Victory: The Triumphant Gay Revolution

Victory The Triumphant Gay Revolution In the vein of Taylor Branch s classic Parting of the Waters Supreme Court lawyer and political pundit Linda Hirshman delivers the enthralling groundbreaking story of the gay rights movement reveal

  • Title: Victory: The Triumphant Gay Revolution
  • Author: Linda Hirshman
  • ISBN: 9780062692306
  • Page: 160
  • Format: Paperback
  • In the vein of Taylor Branch s classic Parting of the Waters, Supreme Court lawyer and political pundit Linda Hirshman delivers the enthralling, groundbreaking story of the gay rights movement, revealing how a dedicated and resourceful minority changed America forever now available in a limited Olive Edition.When the modern struggle for gay rights erupted in the summer ofIn the vein of Taylor Branch s classic Parting of the Waters, Supreme Court lawyer and political pundit Linda Hirshman delivers the enthralling, groundbreaking story of the gay rights movement, revealing how a dedicated and resourceful minority changed America forever now available in a limited Olive Edition.When the modern struggle for gay rights erupted in the summer of 1969, forty nine states outlawed sex between people of the same gender Four decades later, in 2011, New York legalized gay marriage and the armed services stopped enforcing Don t Ask, Don t Tell Successful social movements are always extraordinary, but these advances seem like something of a miracle.Linda Hirshman recounts the long roads that led to these victories, detailing the remarkable and revolutionary story of the movement that has blurred rigid gender lines, altered the shared culture, and broadened our definitions of family Written in vivid prose, at once emotional and erudite, Victory is an utterly vibrant work of reportage and eyewitness accounts and demonstrates how, in a matter of decades, a focused group of activists forged a classic campaign for cultural change that will serve as a model for all future political movements Remarkable for its emotional punch as for its historical insight New York Times Book Review

    • Victory: The Triumphant Gay Revolution BY Linda Hirshman
      160 Linda Hirshman
    • thumbnail Title: Victory: The Triumphant Gay Revolution BY Linda Hirshman
      Posted by:Linda Hirshman
      Published :2019-09-23T17:08:05+00:00

    About "Linda Hirshman"

    1. Linda Hirshman

      Linda Hirshman Is a well-known author, some of his books are a fascination for readers like in the Victory: The Triumphant Gay Revolution book, this is one of the most wanted Linda Hirshman author readers around the world.

    473 thoughts on “Victory: The Triumphant Gay Revolution”

    1. My actual knowledge of gay history is embarrassingly minimal, so I picked this up from the library.
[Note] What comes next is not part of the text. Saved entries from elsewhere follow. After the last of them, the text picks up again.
PR #3640, opened 2025-01-02
feat: add metric for container health check status 

mateuszdrab:
This PR adds the result of the container's health check as a metric

PR #3760, opened 2025-12-04
fix: docker health check status not updating

thielepaul:
I wanted to use the new health check status added in https://github.com/google/cadvisor/pull/3640 and noticed two issues that are fixed in this PR.

- The state of the health status is never updated, instead it is read only once (at container start or at cadvisor start)
- Containers without health check and unhealthy containers both have the value 0 in the metric (I changed it to -1)

### DIFF
--- a/build/integration-in-docker.sh
+++ b/build/integration-in-docker.sh
@@ -58,7 +58,7 @@ function run_tests() {
     --privileged \
     --cap-add="sys_admin" \
     --entrypoint="" \
-    gcr.io/k8s-staging-test-infra/bootstrap \
+    gcr.io/k8s-staging-test-infra/bootstrap:v20250702-52f5173c3a \
     bash -c "export DEBIAN_FRONTEND=noninteractive && \
     apt update && \
     apt install -y $PACKAGES && \


thielepaul:
@dims can you take a look, if these changes make sense to you?

dims:
@thielepaul do you mind adding tests?

thielepaul:
> @thielepaul do you mind adding tests?

I added a test for the value conversion in `prometheus.go`, however, I am unsure how to write a good test for the change in `handler.go`. If you think another test makes sense, please give me some pointers on where to add it.

dims:
here? https://github.com/google/cadvisor/tree/master/integration/tests/api

thielepaul:
> here? https://github.com/google/cadvisor/tree/master/integration/tests/api

Thank you! I added an integration test.
Do you have any other comments?

thielepaul:
@dims can you please trigger the tests again? I added a tag to the gcr.io/k8s-staging-test-infra/bootstrap image, so the same version that was previously is used and the tests hopefully pass.

mateuszdrab:
Thank you for the fixes @thielepaul 
My Golang skills suck! 🤣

Hirshman's focus here is on the American gay rights movement and it's meteoric ascent in the last 60 years, not on American gay culture as a whole. She does an excellent job of examining how that history developed, going all the way back to the 1920's and 1930's and showing the development of the first informal, hopelessly ineffective gay organizations and groups decades before phrases like 'Stone [...]


    2. The author goes through a century of the history of the slow but steady change towards equal rights for gay men and women in the United States. The going was tough, after a remarkably good step forward during Prohibition (when the culture of doing things that were not condoned by the main stream became almost main stream by virtue of prevalence), but the book does not have a downbeat tone--quite the contrary, it is uplifting throughout.The author does not waste any time defending the concept tha [...]


    3. I really enjoyed the book which invites you on a journey of American gay civil rights through the last 80 years. It has a strict focus on civil liberties and rights and the official attitude towards the LGBT citizens such as the psychiatrists' classification of LGBT peopleas mentally ill, sodomy laws and funding for AIDS research. It did not focus on the change in public opinions, the change in the framing of LGBT people in the media or what caused this change, but instead focused on the social [...]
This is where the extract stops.